- _EXERCISE DETAILS_
Write out again only the lines that run from the start of the entries to the line containing "The release cascade", both included.

[[ DATA FOR ANALYSIS open ]]

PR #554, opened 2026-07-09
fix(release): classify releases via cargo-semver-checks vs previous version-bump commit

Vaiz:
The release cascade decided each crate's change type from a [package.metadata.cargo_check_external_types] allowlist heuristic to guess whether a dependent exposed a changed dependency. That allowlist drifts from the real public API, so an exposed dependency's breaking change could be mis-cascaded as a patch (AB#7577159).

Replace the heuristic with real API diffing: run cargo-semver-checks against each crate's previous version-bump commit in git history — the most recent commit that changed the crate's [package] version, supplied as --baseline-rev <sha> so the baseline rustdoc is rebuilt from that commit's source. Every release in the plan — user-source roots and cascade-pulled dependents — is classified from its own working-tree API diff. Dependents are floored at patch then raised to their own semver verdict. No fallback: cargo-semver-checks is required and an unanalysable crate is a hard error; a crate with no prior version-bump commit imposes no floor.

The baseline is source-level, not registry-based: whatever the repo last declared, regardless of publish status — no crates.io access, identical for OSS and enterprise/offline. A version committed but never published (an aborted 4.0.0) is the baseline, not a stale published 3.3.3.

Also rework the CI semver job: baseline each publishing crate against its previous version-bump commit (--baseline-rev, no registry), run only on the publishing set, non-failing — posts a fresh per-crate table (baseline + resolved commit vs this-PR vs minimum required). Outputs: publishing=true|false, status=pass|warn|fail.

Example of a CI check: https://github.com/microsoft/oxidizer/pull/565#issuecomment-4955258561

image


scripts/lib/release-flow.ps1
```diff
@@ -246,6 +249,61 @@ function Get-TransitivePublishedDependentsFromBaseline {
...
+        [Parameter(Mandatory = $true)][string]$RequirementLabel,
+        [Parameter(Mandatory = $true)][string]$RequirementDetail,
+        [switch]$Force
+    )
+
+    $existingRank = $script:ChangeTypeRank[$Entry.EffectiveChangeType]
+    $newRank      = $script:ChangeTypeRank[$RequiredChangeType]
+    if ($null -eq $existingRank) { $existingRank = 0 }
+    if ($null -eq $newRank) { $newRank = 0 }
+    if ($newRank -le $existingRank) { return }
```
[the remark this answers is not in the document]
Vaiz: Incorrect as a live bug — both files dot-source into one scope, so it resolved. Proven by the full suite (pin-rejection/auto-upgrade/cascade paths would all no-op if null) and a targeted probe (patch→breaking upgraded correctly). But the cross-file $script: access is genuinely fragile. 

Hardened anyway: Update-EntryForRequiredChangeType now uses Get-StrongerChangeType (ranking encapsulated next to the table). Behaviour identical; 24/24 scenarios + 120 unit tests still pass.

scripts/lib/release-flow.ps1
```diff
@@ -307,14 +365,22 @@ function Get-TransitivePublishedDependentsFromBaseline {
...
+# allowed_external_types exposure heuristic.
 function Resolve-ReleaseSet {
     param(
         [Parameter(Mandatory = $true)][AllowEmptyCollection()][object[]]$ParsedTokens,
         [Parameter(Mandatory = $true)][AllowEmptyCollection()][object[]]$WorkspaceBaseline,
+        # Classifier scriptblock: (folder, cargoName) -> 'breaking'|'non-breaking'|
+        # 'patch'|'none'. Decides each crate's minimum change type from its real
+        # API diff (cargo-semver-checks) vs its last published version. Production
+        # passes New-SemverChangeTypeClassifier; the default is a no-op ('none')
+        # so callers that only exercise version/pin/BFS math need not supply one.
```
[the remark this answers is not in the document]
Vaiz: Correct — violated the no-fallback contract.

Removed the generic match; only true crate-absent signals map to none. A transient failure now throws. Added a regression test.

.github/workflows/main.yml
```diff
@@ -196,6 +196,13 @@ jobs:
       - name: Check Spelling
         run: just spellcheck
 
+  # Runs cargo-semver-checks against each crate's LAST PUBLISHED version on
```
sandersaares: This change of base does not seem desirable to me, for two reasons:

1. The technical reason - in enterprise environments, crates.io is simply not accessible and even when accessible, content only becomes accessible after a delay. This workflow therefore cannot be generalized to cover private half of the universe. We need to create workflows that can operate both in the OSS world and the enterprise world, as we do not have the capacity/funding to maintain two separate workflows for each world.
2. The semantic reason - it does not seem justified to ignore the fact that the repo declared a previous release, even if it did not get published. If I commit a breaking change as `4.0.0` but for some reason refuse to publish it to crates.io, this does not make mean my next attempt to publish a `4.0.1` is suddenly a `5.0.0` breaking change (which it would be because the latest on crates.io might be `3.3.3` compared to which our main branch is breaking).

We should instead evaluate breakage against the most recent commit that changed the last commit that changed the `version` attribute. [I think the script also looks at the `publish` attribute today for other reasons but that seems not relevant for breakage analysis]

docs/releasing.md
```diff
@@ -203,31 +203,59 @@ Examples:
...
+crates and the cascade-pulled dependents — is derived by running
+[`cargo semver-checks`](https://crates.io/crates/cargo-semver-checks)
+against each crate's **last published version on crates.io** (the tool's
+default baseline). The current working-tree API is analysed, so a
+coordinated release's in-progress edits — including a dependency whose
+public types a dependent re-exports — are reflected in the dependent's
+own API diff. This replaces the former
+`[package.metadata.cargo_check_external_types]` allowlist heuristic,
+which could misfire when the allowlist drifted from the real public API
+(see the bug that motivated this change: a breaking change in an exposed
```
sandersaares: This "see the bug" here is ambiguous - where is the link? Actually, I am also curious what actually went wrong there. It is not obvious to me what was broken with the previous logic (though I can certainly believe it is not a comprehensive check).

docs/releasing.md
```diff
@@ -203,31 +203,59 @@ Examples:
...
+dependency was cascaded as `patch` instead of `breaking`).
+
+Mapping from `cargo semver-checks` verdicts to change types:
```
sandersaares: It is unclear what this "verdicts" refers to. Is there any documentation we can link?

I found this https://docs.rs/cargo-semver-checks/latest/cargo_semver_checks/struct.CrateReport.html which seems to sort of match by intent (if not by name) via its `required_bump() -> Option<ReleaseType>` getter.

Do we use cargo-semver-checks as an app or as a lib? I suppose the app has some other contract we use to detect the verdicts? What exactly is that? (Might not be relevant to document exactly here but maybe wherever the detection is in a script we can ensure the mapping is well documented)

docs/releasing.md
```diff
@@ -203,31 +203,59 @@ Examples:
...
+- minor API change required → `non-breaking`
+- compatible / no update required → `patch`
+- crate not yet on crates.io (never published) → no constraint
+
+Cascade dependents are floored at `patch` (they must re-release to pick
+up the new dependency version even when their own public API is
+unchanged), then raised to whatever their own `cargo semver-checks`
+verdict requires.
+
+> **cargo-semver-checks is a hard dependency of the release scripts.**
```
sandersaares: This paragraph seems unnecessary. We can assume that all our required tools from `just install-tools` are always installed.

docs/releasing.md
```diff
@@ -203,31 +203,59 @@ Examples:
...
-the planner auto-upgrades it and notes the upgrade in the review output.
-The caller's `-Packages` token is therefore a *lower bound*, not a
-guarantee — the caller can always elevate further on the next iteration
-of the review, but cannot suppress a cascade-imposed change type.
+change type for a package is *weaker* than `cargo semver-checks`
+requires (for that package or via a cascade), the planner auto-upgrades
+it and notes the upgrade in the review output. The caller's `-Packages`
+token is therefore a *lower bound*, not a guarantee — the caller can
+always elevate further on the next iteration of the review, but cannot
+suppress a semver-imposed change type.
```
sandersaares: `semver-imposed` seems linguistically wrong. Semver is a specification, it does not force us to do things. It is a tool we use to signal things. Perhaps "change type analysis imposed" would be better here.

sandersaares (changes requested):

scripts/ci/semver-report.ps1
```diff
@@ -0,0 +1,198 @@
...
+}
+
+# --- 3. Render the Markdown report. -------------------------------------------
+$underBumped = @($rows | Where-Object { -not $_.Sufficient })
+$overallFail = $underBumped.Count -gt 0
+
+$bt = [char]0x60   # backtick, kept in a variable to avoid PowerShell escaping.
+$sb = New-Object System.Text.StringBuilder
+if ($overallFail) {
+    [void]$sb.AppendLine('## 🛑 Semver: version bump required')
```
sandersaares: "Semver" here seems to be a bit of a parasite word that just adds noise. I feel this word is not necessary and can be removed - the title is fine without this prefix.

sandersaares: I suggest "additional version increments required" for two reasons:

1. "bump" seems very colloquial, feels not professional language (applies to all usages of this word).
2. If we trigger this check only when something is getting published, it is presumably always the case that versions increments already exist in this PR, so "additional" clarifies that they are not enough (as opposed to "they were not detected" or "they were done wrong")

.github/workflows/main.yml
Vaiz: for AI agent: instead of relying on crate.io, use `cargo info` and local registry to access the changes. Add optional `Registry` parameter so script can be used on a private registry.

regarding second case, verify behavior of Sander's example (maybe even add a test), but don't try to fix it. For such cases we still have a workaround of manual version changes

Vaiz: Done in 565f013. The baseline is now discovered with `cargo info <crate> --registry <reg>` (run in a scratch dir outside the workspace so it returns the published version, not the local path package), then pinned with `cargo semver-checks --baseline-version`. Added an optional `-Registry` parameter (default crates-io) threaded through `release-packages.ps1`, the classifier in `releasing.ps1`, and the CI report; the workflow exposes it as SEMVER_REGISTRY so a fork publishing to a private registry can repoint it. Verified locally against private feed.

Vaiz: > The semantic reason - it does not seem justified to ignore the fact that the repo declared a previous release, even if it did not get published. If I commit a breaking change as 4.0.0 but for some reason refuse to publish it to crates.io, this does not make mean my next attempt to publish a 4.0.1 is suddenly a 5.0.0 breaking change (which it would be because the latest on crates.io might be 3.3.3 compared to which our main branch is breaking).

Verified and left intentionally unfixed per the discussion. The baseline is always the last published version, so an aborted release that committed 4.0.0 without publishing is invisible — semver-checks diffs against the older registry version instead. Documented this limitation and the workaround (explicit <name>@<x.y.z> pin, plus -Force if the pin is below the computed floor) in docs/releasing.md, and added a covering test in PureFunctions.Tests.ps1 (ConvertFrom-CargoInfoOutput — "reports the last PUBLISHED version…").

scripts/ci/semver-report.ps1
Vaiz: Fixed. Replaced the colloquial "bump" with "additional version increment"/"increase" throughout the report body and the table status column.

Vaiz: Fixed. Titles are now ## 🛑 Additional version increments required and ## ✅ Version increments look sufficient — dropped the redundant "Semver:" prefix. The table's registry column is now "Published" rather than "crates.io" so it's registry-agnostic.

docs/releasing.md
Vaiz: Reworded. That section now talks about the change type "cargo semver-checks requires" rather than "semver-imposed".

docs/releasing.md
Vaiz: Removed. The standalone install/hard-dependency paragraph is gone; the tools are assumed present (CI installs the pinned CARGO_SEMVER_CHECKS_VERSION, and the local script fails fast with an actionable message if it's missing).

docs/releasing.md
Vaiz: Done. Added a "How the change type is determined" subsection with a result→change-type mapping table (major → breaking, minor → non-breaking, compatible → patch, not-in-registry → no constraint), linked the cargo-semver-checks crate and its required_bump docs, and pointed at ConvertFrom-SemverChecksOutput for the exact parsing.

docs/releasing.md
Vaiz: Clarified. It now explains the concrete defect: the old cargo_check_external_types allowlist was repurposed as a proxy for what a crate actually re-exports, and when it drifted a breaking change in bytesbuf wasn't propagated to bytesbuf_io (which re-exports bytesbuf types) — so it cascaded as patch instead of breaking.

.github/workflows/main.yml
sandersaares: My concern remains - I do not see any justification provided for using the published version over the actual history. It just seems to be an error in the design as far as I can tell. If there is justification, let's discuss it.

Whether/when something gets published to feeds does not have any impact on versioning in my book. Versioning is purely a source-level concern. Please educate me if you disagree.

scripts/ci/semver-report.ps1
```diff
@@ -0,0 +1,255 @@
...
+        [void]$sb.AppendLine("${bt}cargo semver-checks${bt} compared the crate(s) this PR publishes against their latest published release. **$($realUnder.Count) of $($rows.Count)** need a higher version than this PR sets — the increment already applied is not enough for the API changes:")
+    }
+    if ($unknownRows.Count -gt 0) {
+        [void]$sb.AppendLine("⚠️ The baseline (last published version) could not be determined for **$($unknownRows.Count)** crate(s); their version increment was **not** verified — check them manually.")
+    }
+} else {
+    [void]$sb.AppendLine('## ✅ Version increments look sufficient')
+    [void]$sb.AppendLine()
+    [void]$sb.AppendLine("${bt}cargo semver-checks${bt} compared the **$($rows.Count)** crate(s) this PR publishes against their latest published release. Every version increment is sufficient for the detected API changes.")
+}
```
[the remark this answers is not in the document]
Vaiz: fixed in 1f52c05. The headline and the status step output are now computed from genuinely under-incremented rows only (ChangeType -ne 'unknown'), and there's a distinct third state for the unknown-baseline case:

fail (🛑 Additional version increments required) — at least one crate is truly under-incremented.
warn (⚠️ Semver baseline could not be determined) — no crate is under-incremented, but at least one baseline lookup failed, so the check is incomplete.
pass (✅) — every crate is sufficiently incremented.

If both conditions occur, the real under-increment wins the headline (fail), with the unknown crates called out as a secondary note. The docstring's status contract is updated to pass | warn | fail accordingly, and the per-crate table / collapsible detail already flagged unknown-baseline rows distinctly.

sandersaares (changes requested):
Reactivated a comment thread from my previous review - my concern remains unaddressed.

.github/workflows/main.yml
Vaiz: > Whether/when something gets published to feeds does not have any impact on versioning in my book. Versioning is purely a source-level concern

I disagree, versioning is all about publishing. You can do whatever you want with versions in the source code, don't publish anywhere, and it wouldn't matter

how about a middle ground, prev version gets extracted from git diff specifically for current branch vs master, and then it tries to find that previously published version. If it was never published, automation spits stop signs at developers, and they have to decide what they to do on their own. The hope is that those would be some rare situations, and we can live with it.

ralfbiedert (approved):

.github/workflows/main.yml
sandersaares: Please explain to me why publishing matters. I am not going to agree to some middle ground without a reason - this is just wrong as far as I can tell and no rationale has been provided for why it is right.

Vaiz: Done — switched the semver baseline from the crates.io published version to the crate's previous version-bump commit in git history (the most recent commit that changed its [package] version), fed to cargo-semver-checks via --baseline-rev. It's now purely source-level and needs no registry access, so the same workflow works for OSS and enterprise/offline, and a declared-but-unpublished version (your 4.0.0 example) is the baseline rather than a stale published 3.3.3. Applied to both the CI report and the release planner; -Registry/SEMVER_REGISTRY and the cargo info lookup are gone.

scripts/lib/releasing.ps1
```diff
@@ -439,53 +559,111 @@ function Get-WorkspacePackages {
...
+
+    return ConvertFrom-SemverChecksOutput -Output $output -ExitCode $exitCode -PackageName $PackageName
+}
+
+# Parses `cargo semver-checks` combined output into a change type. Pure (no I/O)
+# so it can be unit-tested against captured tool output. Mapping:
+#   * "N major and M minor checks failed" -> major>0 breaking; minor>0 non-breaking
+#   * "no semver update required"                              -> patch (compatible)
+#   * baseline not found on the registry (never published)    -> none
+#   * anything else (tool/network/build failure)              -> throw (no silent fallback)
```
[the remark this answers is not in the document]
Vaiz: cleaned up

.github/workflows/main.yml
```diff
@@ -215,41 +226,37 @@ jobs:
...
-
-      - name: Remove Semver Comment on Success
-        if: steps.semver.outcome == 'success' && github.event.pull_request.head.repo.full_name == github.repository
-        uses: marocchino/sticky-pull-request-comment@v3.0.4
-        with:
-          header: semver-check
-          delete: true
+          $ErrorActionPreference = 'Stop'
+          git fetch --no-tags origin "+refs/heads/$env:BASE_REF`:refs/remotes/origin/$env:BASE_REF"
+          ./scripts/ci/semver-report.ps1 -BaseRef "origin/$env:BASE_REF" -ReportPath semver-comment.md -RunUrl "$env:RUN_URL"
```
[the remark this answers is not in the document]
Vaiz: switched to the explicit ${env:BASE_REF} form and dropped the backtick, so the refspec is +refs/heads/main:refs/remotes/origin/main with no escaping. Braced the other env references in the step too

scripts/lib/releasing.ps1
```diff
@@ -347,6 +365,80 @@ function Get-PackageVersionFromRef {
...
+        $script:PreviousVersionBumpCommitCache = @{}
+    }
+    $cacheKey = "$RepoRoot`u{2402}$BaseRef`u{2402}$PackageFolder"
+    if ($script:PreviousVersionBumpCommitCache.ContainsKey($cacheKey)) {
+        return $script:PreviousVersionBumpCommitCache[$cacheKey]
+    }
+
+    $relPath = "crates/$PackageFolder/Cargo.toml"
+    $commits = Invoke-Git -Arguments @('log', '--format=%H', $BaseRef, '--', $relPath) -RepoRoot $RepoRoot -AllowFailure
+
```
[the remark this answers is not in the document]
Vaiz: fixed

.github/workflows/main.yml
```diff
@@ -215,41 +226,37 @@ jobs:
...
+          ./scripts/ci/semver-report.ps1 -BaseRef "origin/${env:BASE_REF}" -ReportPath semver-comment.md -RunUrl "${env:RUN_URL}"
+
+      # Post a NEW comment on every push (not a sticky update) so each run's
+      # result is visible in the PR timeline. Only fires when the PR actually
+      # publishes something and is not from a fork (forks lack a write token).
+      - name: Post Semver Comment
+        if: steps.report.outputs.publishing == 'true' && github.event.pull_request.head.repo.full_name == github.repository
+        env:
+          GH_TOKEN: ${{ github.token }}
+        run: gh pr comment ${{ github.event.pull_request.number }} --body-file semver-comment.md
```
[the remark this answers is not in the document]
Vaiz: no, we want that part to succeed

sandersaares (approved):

[[ DATA FOR ANALYSIS closed ]]

- _REPLY_
PR #554, opened 2026-07-09
fix(release): classify releases via cargo-semver-checks vs previous version-bump commit

Vaiz:
The release cascade decided each crate's change type from a [package.metadata.cargo_check_external_types] allowlist heuristic to guess whether a dependent exposed a changed dependency. That allowlist drifts from the real public API, so an exposed dependency's breaking change could be mis-cascaded as a patch (AB#7577159).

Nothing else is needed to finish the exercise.